The effects of foot stimulation was only observed on days 2 and 3 but not on day 1, indicating that repeated stimulation might be required in order to accumulate the therapeutic effects. Meanwhile, the stimulation was only applied 1 time/day but the effects seem sustained during the whole day, indicating that the stimulation must have induced post-stimulation effects. The post-stimulation inhibitory effects on bladder spasms are in agreement with previous studies showing that a post-stimulation inhibition of the micturition reflex can be induced by stimulation of the foot or tibial nerve in rats [15] and cat [16, 17]. In both treatment and control groups, the VAS score, spasm frequency, and total score of bladder spasm symptoms decreased from day 1 to day 3 (Table 3), which might be due to the natural healing process postoperatively.

Even though we did not know exactly which nerves were activated by foot stimulation, it is highly likely that it activates afferent axons in the lateral and medial plantar nerves of the foot, because the 2 skin surface electrodes were placed along the passage of these nerves (Fig. 2). A large body of animal studies indicated that tibial nerve neuromodulation inhibited bladder overactivity by activating spinal inhibitory neurotransmitters (opioid, gamma aminobutyric acid) and metabolic glutamate receptor 3 [16, 18, 19]. Inhibition of bladder spasm in the present study may also involve these inhibitory neurotransmitters. The activation of sensory nerves at foot might induce the release of inhibitory neurotransmitters that in turn produce an inhibitory interaction between somatic peripheral neuropathway and autonomic micturition reflex to suppress bladder hyperactivity and pain.

Neuromodulation is widely used as an alternative approach for treatment of bladder dysfunctions [18, 20]. Sacral neuromodulation is the most effective method, but it is invasive and requires high cost. Tibial neuromodulation is minimally invasive, that involves inserting a needle electrode near the ankle to stimulate the tibial nerve, there were no reports indicate the beneficial effects of tibial nerve stimulation on bladder spasm, however, it was proved as efficacious as antimuscarinic drugs for many bladder dysfunctions such as detrusor overactivity [21], a full-scale randomized trial (RCT) conducted in older adults in residential care homes suggested transcutaneous tibial nerve stimulation (PTNS) could reduce the number of episodes of urinary and fecal incontinence [22]; another RCT study conducted on overactive bladder patients demonstrated 12 month weekly PTNS had effectiveness on overactive bladder symptom improvement [23]. There are several advantages of foot stimulation used in this study over tibial neuromodulation: compeletely noinvasive, without adverse effects and can be conducted by patients themselves.

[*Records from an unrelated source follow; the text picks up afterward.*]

Issue #418, opened 2018-04-25
Extract component handlers packages out of monorepo


fahad19:
## Currently 

We have:

* `frint-component-handlers`
* `frint-router-component-handlers`

Which are used respectively by:

* `frint-react`
* `frint-router-react`

We did it that way to enable us to create other packages integrating with various rendering libraries (like Preact, Vue, and others).

## Proposal

We haven't done any further maintenance of other integration packages, besides the one for React which exists in the monorepo.

I suggest moving the handler packages out of the monorepo, so other integration packages can still use them. 

But the React integration packages that we have in the monorepo don't need to use them any more to make lives of core maintainers easier.

PR #429, opened 2018-07-11
Added support for SSR on regions and refactored to remove handlers

jcampalo:


fahad19:
Refs #418

fahad19:
it would be useful if we also add tests in `frint-react-server`, where we `renderToString()` an App with a Child App.

fahad19:
top notch work, @jcampalo! 💖 

many thanks for fixing this :D 

please feel free to collaborate with @rbardini regarding the merge and release. he can sort out your npm access too if needed.

packages/frint-react-server/src/renderToString.spec.js
```diff
@@ -7,6 +7,7 @@ import { createApp } from 'frint';
 import { observe, streamProps } from 'frint-react';
 
 import renderToString from './renderToString';
+import Region from '../../frint-react/src/components/Region';
```
fahad19: if you do `npm run bootstrap` from root, you can import modules directly from `frint-react` instead of relative path within the monorepo.

fahad19:
Coverage dropped below 97%, that's why the build is failing: https://travis-ci.org/frintjs/frint/builds/402709904#L5487

packages/frint-react/package.json
```diff
@@ -34,11 +34,17 @@
...
     "frint": "^5.5.0",
     "frint-config": "^5.5.0",
-    "frint-test-utils": "^5.5.0"
+    "frint-test-utils": "^5.5.0",
+    "frint-react-server": "^5.5.0"
   },
   "bugs": {
     "url": "https://github.com/frintjs/frint/issues"
   },
+  "nyc": {
```
fahad19: 👍

PR #431, opened 2018-07-12
frint: Expose class methods on the app instance level

### LINKED ISSUE #426: Proposal: Expose class methods on the app instance level
## Currently

We can declare methods inside `createApp` to expose application-specific behavior:

```js
const FooApp = createApp({
  name: 'Foo',
  bar() { // exposed method
    console.log('bar')
  }
})
```

This requires accessing the `options` property of the app instance to retrieve the methods from another app:

```js
const BazComponent = observe(app =>
  streamProps()
    .set({
      foo: app.get('foo').options.bar, // retrieve `bar` method out of `foo` app options
    })
    .get$()
)(({ bar }) => /* `bar` method as prop */)

const BazApp = createApp({
  name: 'Baz',
  providers: [
    {
      name: 'component',
      useValue: BazComponent,
    },
    {
      name: 'foo',
      deps: ['rootApp'],
      useFactory({ rootApp }) {
        return rootApp.getAppInstance('Foo')
      }
    }
  ]
})
```

## Proposal

Add a new, optional `methods` (`Object`) property to the `options` argument of `createApp`, which has its properties added to the app's `this` object, thus allowing us to access the methods directly from the app instance:

```js
const FooApp = createApp({
  name: 'Foo',
  methods: { // specify what methods this app exposes
    bar() {
      console.log('bar')
    }
  }
})
```

```js
const BazComponent = observe(app =>
  streamProps()
    .set({
      foo: app.get('foo').bar, // retrieve `bar` method out of `foo` app directly
    })
    .get$()
)(({ bar }) => /* `bar` method as prop */)

const BazApp = createApp({
  name: 'Baz',
  providers: [
    {
      name: 'component',
      useValue: BazComponent,
    },
    {
      name: 'foo',
      deps: ['rootApp'],
      useFactory({ rootApp }) {
        return rootApp.getAppInstance('Foo')
      }
    }
  ]
})
```

rbardini:
## What's done

- Add optional `methods` (`Object`) property to `AppOptions`, which has its properties added to the app's `this` object.
- Add `app.getMethods` method which returns the app's `methods` object.

## Why

Allow access to public methods directly from the app instance, besides the `options` property.

Closes #426.

### DIFF
--- a/packages/frint/src/App.ts
+++ b/packages/frint/src/App.ts
@@ -93,7 +93,7 @@ export interface AppClass {
 }
 
 export class App {
-  [property: string]: any;
+  [field: string]: any;
   public container: Container;
   private options: AppOptions;
   private _appsCollection: AppRegistration[];
@@ -128,6 +128,10 @@ export class App {
       const method = this.options.methods[methodName];
 
       if (typeof method === 'function') {
+        if (this[methodName] !== undefined) {
+          throw new Error(`Cannot overwrite app's \`${methodName}\` property or method with options method.`);
+        }
+
         this[methodName] = method.bind(this);
       }
     });
--- a/packages/frint/src/App.ts
+++ b/packages/frint/src/App.ts
@@ -32,6 +32,10 @@ function makeInstanceKey(region = null, regionKey = null, multi = false) {
   return key;
 }
 
+export interface Methods {
+  [key: string]: () => any;
+}
+
 export interface ProviderNames {
   component: string;
   container: string;
@@ -75,6 +79,7 @@ export interface AppRegistration {
 
 export interface AppOptions {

It should be noted that there are some limitations in the present study such as the absence of placebo controls. It is hard to design a placebo control for foot stimulation, since managements such as simply turning off the stimulation would be easily noticed by the patient.

Conclusion

In summary, electrical foot stimulation could relieve the symptoms of bladder spasms and pain after BPH or bladder surgeries. Since foot stimulation is non-invasive, convenient for patients to use, and has no side effect, it could be considered as an additional modality for the control of postoperative bladder spasms and/or pain.